Fanny Assingham had at this moment the sense as of a large heaped dish presented to her intelligence and inviting it to a feast--so thick were the notes of intention in this remarkable speech. But she also felt that to plunge at random, to help herself too freely, would--apart from there not being at such a moment time for it--tend to jostle the ministering hand, confound the array and, more vulgarly speaking, make a mess. She picked out after consideration a solitary plum. "So placed that YOU have to arrange?"
"Certainly I have to arrange."
"And the Prince also--if the effect for him is the same?"
"Really I think not less."
"And does he arrange," Mrs. Assingham asked, "to make up HIS arrears?"
The question had risen to her lips--it was as if another morsel, on the dish, had tempted her. The sound of it at once struck her own ear as giving out more of her thought than she had as yet intended; but she quickly saw that she must follow it up, at any risk, with simplicity, and that what (260) was simplest was the ease of boldness. "Make them up, I mean, by coming to see you?"
Charlotte replied however without, as her friend would have phrased it, turning a hair. She shook her head, but it was beautifully gentle.
"He never comes."
"Oh!" said Fanny Assingham: with which she felt a little stupid.
"There it is. He might so well, you know, otherwise."
"'Otherwise'?"--and Fanny was still vague.
It passed this time over her companion, whose eyes, wandering to a distance, found themselves held. The Prince was at hand again; the Ambassador was still at his side; they were stopped a moment by a uniformed personage, a little old man, of apparently the highest military character, bristling with medals and orders. This gave Charlotte time to go on. "He has not been for three months." And then as with her friend's last word in her ear: "'Otherwise'--yes. He arranges otherwise. And in my position," she added, "I might too. It's too absurd we should n't meet."
"You've met, I gather," said Fanny Assingham, "to-night."
"Yes--as far as that goes. But what I mean is that I might--placed for it as we both are--go to see HIM."
"And DO you?" Fanny asked with almost mistaken solemnity.
The perception of this excess made Charlotte, whether for gravity or for irony, hang fire a minute. (261) "I HAVE been. But that's nothing," she said, "in itself, and I tell you of it only to show you how our situation works. It essentially becomes one, a situation, for both of us. The Prince's however is his own affair--I meant but to speak of mine."
"Your situation's perfect," Mrs. Assingham presently declared.
"I don't say it is n't. Taken in fact all round I think it is. And I don't, as I tell you, complain of it. The only thing is that I have to act as it demands of me."
"To 'act'?" said Mrs. Assingham with an irrepressible quaver.
"Is n't it acting, my dear, to accept it? I do accept it. What do you want me to do less?"
"I want you to believe that you're a very fortunate person."
"Do you call that LESS?" Charlotte asked with a smile. "From the point of view of my freedom I call it more. Let it take, my position, any name you like."
"Don't let it at any rate"--and Mrs. Assingham's impatience prevailed at last over her presence of mind--"don't let it make you think too much of your freedom."
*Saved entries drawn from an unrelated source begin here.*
PR #165, opened 2023-08-27
[lunaroddity] iP

lunaroddity:
# Bareum
4780571b-72e3-41e1-b22d-eee21f3eb4b9
> _If you can't tell how near or far it is, why don't you start with the things that are within reach?
-Doeun_

🕙💯 Always organised and on top of things, Bareum **never** forgets a task! Using a text-based interface, it's
- light
- easy to learn
- easy to use!

Try out Bareum for **FREE** [here](https://github.com/lunaroddity/ip)! Just
1. Download it
2. Run it
3. Add your tasks!

## Features
- [x] Stay on top of things by letting Bareum manage your tasks, deadlines and events!
- [ ] Find a text-based interface hard-to-read? Use the Graphical User Interface (GUI) version! (coming soon)

### Like Java?
Bareum does too! ~~of the drinkable variety~~
Here's the main method!
```java
        new Bareum("./data/storedTasks.txt").run();
}
```


src/main/java/bareum/Parser.java
```diff
@@ -0,0 +1,48 @@
...
+import bareum.commands.DeleteCommand;
+import bareum.commands.IncorrectCommand;
+import bareum.commands.ListCommand;
+import bareum.commands.MarkCommand;
+import bareum.commands.UnmarkCommand;
+
+public class Parser {
+    public Parser() {
+
+    }
```
lipwei1808, line 22: Maybe you forgot to remove this?

src/main/java/bareum/Storage.java
```diff
@@ -0,0 +1,81 @@
...
+        if (!storedTasks.exists()) {
+            try {
+                storedTasks.createNewFile();
+            } catch (IOException e) {
+                System.out.println(e.getMessage());
+            }
+        }
+        this.storedTasks = storedTasks;
+        StringBuilder savedTasks = new StringBuilder();
+        int currChar;
```
lipwei1808: Maybe the naming could be better? Since it's an integer

src/main/java/bareum/Storage.java
```diff
@@ -0,0 +1,81 @@
...
+        try {
+            FileReader fr = new FileReader(storedTasks);
+            while ((currChar = fr.read()) != -1) {
+                savedTasks.append((char) currChar);
+            }
+
+            String[] allTaskInputs = savedTasks.toString(). split("\n");
```
lipwei1808, line 54: There is an extra space before the split method

src/main/java/bareum/commands/AddDeadlineCommand.java
```diff
@@ -0,0 +1,36 @@
...
+import bareum.Ui;
+
+public class AddDeadlineCommand extends Command {
+    String allDetails;
+
+
+    public AddDeadlineCommand(String[] commandInputs) throws BareumException {
+        if (commandInputs.length <= 1) {
+            throw new BareumException("You are missing some arguments :(\n" +
+                    "Current number of arguments: " + commandInputs.length +
```
lipwei1808: Should leave a new line after every "+"

src/main/java/bareum/commands/AddDeadlineCommand.java
```diff
@@ -0,0 +1,36 @@
...
+
+    @Override
+    public void execute(Ui ui, Storage storage, TaskList taskList) throws BareumException {
+        try {
+            DeadlineTask task = DeadlineTask.makeDeadline(allDetails);
+            taskList.addTask(task);
+            storage.saveNewTask(task);
+            String added = "I have added this task:\n" + task + "\nYou now have "
+                    + taskList.size() + " task(s) in your list.";
+            Ui.reply(added);
```
lipwei1808: Same as above

src/main/java/bareum/DeadlineTask.java
```diff
@@ -0,0 +1,61 @@
...
+        super(isDone, description);
+        this.dueDate = dueDate;
+        this.isDone = false;
+        // add exceptions for time
+    }
+
+    public static DeadlineTask makeDeadline(String allDetails) throws BareumException {
+        if (allDetails.length() == 0) {
+            throw new BareumException("Deadline description cannot be empty.");
+
```
lipwei1808: You got an extra line here

src/main/java/bareum/DeadlineTask.java
```diff
@@ -0,0 +1,61 @@
...
+import java.time.format.DateTimeParseException;
+
+public class DeadlineTask extends Task {
+    LocalDate dueDate;
+
+    private DeadlineTask(boolean isDone, String description, LocalDate dueDate) {
+        super(isDone, description);
+        this.dueDate = dueDate;
+        this.isDone = false;
+        // add exceptions for time
```
lipwei1808: I think this is for a future addition right or is this misplaced

lunaroddity: Yep, I planned to add this in a future commit and left this as a reminder to myself :") Thanks for the feedback!

src/main/java/bareum/Parser.java
lunaroddity: Wasn't really sure if I needed a constructor if it was empty so I created one just in case but in retrospect, it's redundant so I'll remove it

src/main/java/bareum/Storage.java
lunaroddity: Thanks for the feedback! I'll probably change it to something like `int currCharAsciiCode`

src/test/java/bareum/ParserTest.java
ryanongwx, line 1: Great. I feel that your test have encompass most of the scenarios that your chatbot will be put through

src/main/java/bareum/EventTask.java
ryanongwx, line 1: Your functions are well commented such that readers will immediately be able to understand your program

src/main/java/bareum/Ui.java
ryanongwx, line 1: There is a redundant space which changes the indent to 5 spaces instead of the conventional 4 spaces

src/main/java/bareum/commands/AddTodoCommand.java
ryanongwx, line 1: Good job keeping fields private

"I don't know what you call too much--for how can I not see it as it is? You'd see your own quickly enough if the Colonel gave you the same liberty--and I have n't to tell you, with your so much greater knowledge of everything, what it is that gives such liberty most. For yourself personally of course," Charlotte went on, "you only know the state of neither needing it nor missing it. Your husband doesn't treat (262) you as of less importance to him than some other woman."
"Ah don't talk to me of other women!" Fanny now overtly panted. "Do you call Mr. Verver's perfectly natural interest in his daughter--?"